In [None]:
import pandas as pd
import matplotlib as plt
import seaborn as sns
import random

In [None]:
# Let us start with a simple dataset
x = [i for i in range(0,22, 2)]
y = [4+0.8*i+random.random() for i in range(22, 0, -2) ]

# Dataframe
df = pd.DataFrame(
    {'x': x,
     'y': y}
)

In [None]:
df.head()

In [None]:
sns.scatterplot(x='x', y = 'y', data=df)

Let us look at the correlation between x and y. Pandas has a corr method that allows to find the correlation between two columns. For demo puposes, we created the dataset to be highly negatively correlated. Therefore, we should expect a number close to -1, as we are using Pearson's correlation.  

In [None]:
df.x.corr(df.y, method='pearson')

In [None]:
# The mean of x and y
x_mean = df.x.mean()
y_mean = df.y.mean()


df['xycov'] = (df['x'] - x_mean) * (df['y'] - y_mean)
df['xvar'] = (df['x'] - x_mean)**2

# Calculate the slope and intercept
m = df['xycov'].sum() / df['xvar'].sum()
c = y_mean - (m * x_mean)
print('c = ', c)
print ('m = ', m)
print ('line: ', 'y = '+str(round(c, 3))+'x + '+str(round(m,3)))

In [None]:
# Now we can use the line to predict y
df['y_pred'] = m*df['x']+c

In [None]:
df

In [None]:
# Lets plot the line
sns.lineplot(x='x', y = 'y_pred', data=df, color='red')
sns.scatterplot(x='x', y = 'y', data=df)

In [None]:
# Let us plot both y and y_pred to have a visual sense of how we did
df.plot(kind='bar', x='x', y=['y', 'y_pred'], figsize=(20, 5))

In [None]:
# Calculate the coefficient of determination or R squared
# The coefficient of determination is the proportion of the variance in the dependent variable that is predictable from the independent variable.
# It ranges from 0 to 1.

1 - ((df['y'] - df['y_pred'])).var()/df['y'].var()

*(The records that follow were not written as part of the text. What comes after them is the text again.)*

Issue #1122, opened 2016-11-23
transformBundle/ongenerate aren't async


tivac:
I realize that `transformBundle`/`ongenerate` are synchronous because `bundle.generate()` is synchronous, but I'm starting to run into cases where that's pretty limiting. Given that `rollup.rollup()` and `bundle.write()` already return a promise would it be weird for `bundle.generate()` and the associated hooks to be changed?

I'd be happy to do that work and send a PR for it for what it's worth!

I realize this is a pretty big breaking change but I'd be happy to further explain why that hook/fn being sync is a problem for me if it'd help. I did some explaining already in [gitter](https://gitter.im/rollup/rollup?at=5835e3e416ee9e640479df46)

Rich-Harris:
As of 0.45, `bundle.generate` returns a promise, so `transformBundle` hooks can too — will close this issue

PR #1177, opened 2016-12-23
WIP: Promisify core

btd:
Hi all.

I am not expecting this to be merged. I would like to gather initial feedback about idea to make possible for `.intro`, `.outro`, `.footer`, `.banner`, `bundle.generate` to return Promises (first 4 methods could return sync values as it now also). If such idea will get more or less positive feedback to be included in rollup, i would like to do the same for other methods (`.transformBundle`, `.on*` methods).

Currently all tests passed.

I think it is clear why this could be helpful. But in any case: it is not rare when you need to do async operation to be included in header (e.g. get commit hash etc) and not all of them could be replaced with Sync equvalents.

I am appriciating any thoughts. Thanks.


tivac:
I filed #1122 because I think it's really weird that they're sync currently. I'm :+1: x :100: on this.

Rich-Harris:
Thanks for the PR @btd. I think making `intro`, `outro`, `footer` and `banner` async makes sense – there are valid use cases, and it could be done in a way that's completely non-breaking.

I'm less sure about making `bundle.generate` async. That *is* a significant breaking change, and as far as I can see the only reason to do it is to make it possible for `transformBundle` to return a promise. In terms of cost-benefit, I'm not convinced it's worth it. But then maybe I just don't understand the reasons why it's necessary?

I'm even less sure about making `onwrite` and `ongenerate` async. They're basically just event handlers, and it seems weird for event handlers to be async. But again, maybe I'm just missing the use case?

tivac:
Making the event handlers async would be a big help for me so I don't have to do the weird "attach a promise to `result`" thing I'm doing atm.

When I was digging into bundle splitting having `transformBundle` be async would've been useful, but I forgot why at this point. 😓

tivac:
@Rich-Harris that'd be ok too.

btd:
I totally agree about `.intro`, `.outro`, `.banner` and `.footer`. About `bundle.generate` it is transitive dependency: all four previous methods (.intro etc) used in `bundle.render` (so it is becoming returning promise), but `bundle.render` used in `bundle.generate` that is why it is returning promise. 

About `.transformBundle` returning promise, i had i problem in past (but i already forgot usecase). It was something with emitting several files. But currently i did this because `bundle.generate` become async.

Rich-Harris:
My thinking was that `intro`, `outro`, `banner` and `footer` could be consolidated in `bundle.build`, so that they'd be ready to go in `bundle.generate`. That's arguably more correct anyway since their output doesn't vary with the `generate` configuration.

btd:
@Rich-Harris sounds good. But it will be still breaking change, because some people could rely on order of plugin methods calls. I will prepare new PR.

How can we start pushing emitting multiple files output?

btd:
Closing this to prepare another one

Issue #1108, opened 2016-11-12
Unused function declarations within functions not removed


kzc:
The unused `function foo` is removed at top level scope, but not at function scope.
```
$ node bin/rollup -v
rollup version 0.36.3
```
```
$ cat wrap.js

function foo() { console.log("FOO"); /* is removed */ }
function baz() { console.log("BAZ"); }
function boo() { /* is removed */ }
baz();

function quux() {
    function foo() { console.log("FOO"); /* should be removed */ }
    function baz() { console.log("BAZ"); }
    function boo() { /* should be removed */ }
    baz();
}
quux();
```
```
$ node bin/rollup wrap.js

function baz() { console.log("BAZ"); }
baz();

function quux() {
    function foo() { console.log("FOO"); /* should be removed */ }
    function baz() { console.log("BAZ"); }
    function boo() { /* should be removed */ }
    baz();
}
quux();
```
Note: this is not a dupe of #977.

Issue #1178, opened 2016-12-24
Unused class declarations within functions not removed


kzc:
rollup version 0.38.0

$ cat inner_class.js 
```
function foo() {
    class C {}
    class UnusedInnerClass {}
    return C;
}
class UnusedClass {}
console.log(foo().name);
```
$ node bin/rollup inner_class.js 
```
function foo() {
    class C {}
    class UnusedInnerClass {}
    return C;
}
console.log(foo().name);
```
Related issue: #1108 Unused function declarations within functions not removed

PR #1179, opened 2016-12-24
drop unused function and class declarations within functions

kzc:
Fixes:  #1108, #1178


Rich-Harris:
outstanding, thank you

PR #1182, opened 2016-12-25
Simplify repository value

vinkla:
Since we're using GitHub we can use [the shorthand syntax](https://docs.npmjs.com/files/package.json#repository).


Rich-Harris:
didn't know about the shorthand, thanks!

PR #1205, opened 2016-12-30
prevent mutation of cached ASTs

### LINKED ISSUE #1153: How keep watch when Error?
My npm dev command:
```
rollup -w -c build/rollup.dev.config.js
```

rollup.dev.config.js
```
import buble from 'rollup-plugin-buble'

export default {
	entry: 'src/main.js',
	format: 'umd',
	moduleName: 'Graph',
	plugins: [
		buble()
	],
	dest: 'dist/ugraph.js'
}
```

If compile success each should be okay, but when compile has error so can't no keep watch file after change file, 

Current solution manual reload npm command when rullopjs compile error

Who can help please!

Rich-Harris:
This fixes the dreaded 'Maximum call stack size exceeded' error that occurs with rollup-watch when a file with an error is subsequently fixed. It does so by preventing mutations of the cached AST, which is reused between incremental builds for files that *don't* have errors.

Fixes #1153, #1010, and https://github.com/rollup/rollup-watch/issues/21.

### DIFF
--- a/src/Module.js
+++ b/src/Module.js
@@ -2,7 +2,7 @@ import { parse } from 'acorn/src/index.js';
 import MagicString from 'magic-string';
 import { locate } from 'locate-character';
 import { timeStart, timeEnd } from './utils/flushTime.js';
-import { assign, blank, deepClone, keys } from './utils/object.js';
+import { assign, blank, keys } from './utils/object.js';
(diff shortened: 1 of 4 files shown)


tivac:
🎉

talmobi:
:taco: 👍

wearhere:
woah awesome!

Here the predictability is really good.

In [None]:
# If we wanted to predict what y would be when a new point x=11 is given, we could
m*11+c

Lets try out a real example

In [None]:
from google.colab import drive
drive.mount('/content/drive')

In [None]:
path = ""

In [None]:
df = pd.read_csv(path)

In [None]:
df.head()

In [None]:
df.tail()

Let us remove Achham and Udayapur for now. We will use the model we created to predict the proverty rate of Accham

In [None]:
df = df[1:-1]

In [None]:
df.tail()

In [None]:
sns.scatterplot(x='literacy rate', y = 'poverty rate', data=df)

In [None]:
df['literacy rate'].corr(df['poverty rate'], method='pearson')

In [None]:
x_mean = df['literacy rate'].mean()
y_mean = df['poverty rate'].mean()


df['xycov'] = (df['literacy rate'] - x_mean) * (df['poverty rate'] - y_mean)
df['xvar'] = (df['literacy rate'] - x_mean)**2

# Calculate the slope and intercept
m = df['xycov'].sum() / df['xvar'].sum()
c = y_mean - (m * x_mean)
print('c = ', c)
print ('m = ', m)
print ('line: ', 'y = '+str(round(c, 3))+'x + '+str(round(m,3)))

In [None]:
df['y_pred'] = m*df['literacy rate']+c

In [None]:
sns.lineplot(x='literacy rate', y = 'y_pred', data=df, color='red')
sns.scatterplot(x='literacy rate', y = 'poverty rate', data=df)

For Achham, the predicted poverty rate is

In [None]:
round(m*0.476151+c , 3)

But, we know that the actual poverty rate was 0.472

For Udaypur, the predicted poverty rate is

In [None]:
round (m*0.614868+c, 3)

But, we know that the actual poverty rate was 0.259

In [None]:
# coefficient of determination
(1 - ((df['poverty rate'] - df['y_pred'])).var()/df['poverty rate'].var())

The accuracy or score of Linear Regression is tied to how well the data is correlated with each other. The coefficient of dertermination (R^2) for Linear Regression is the square of correlation.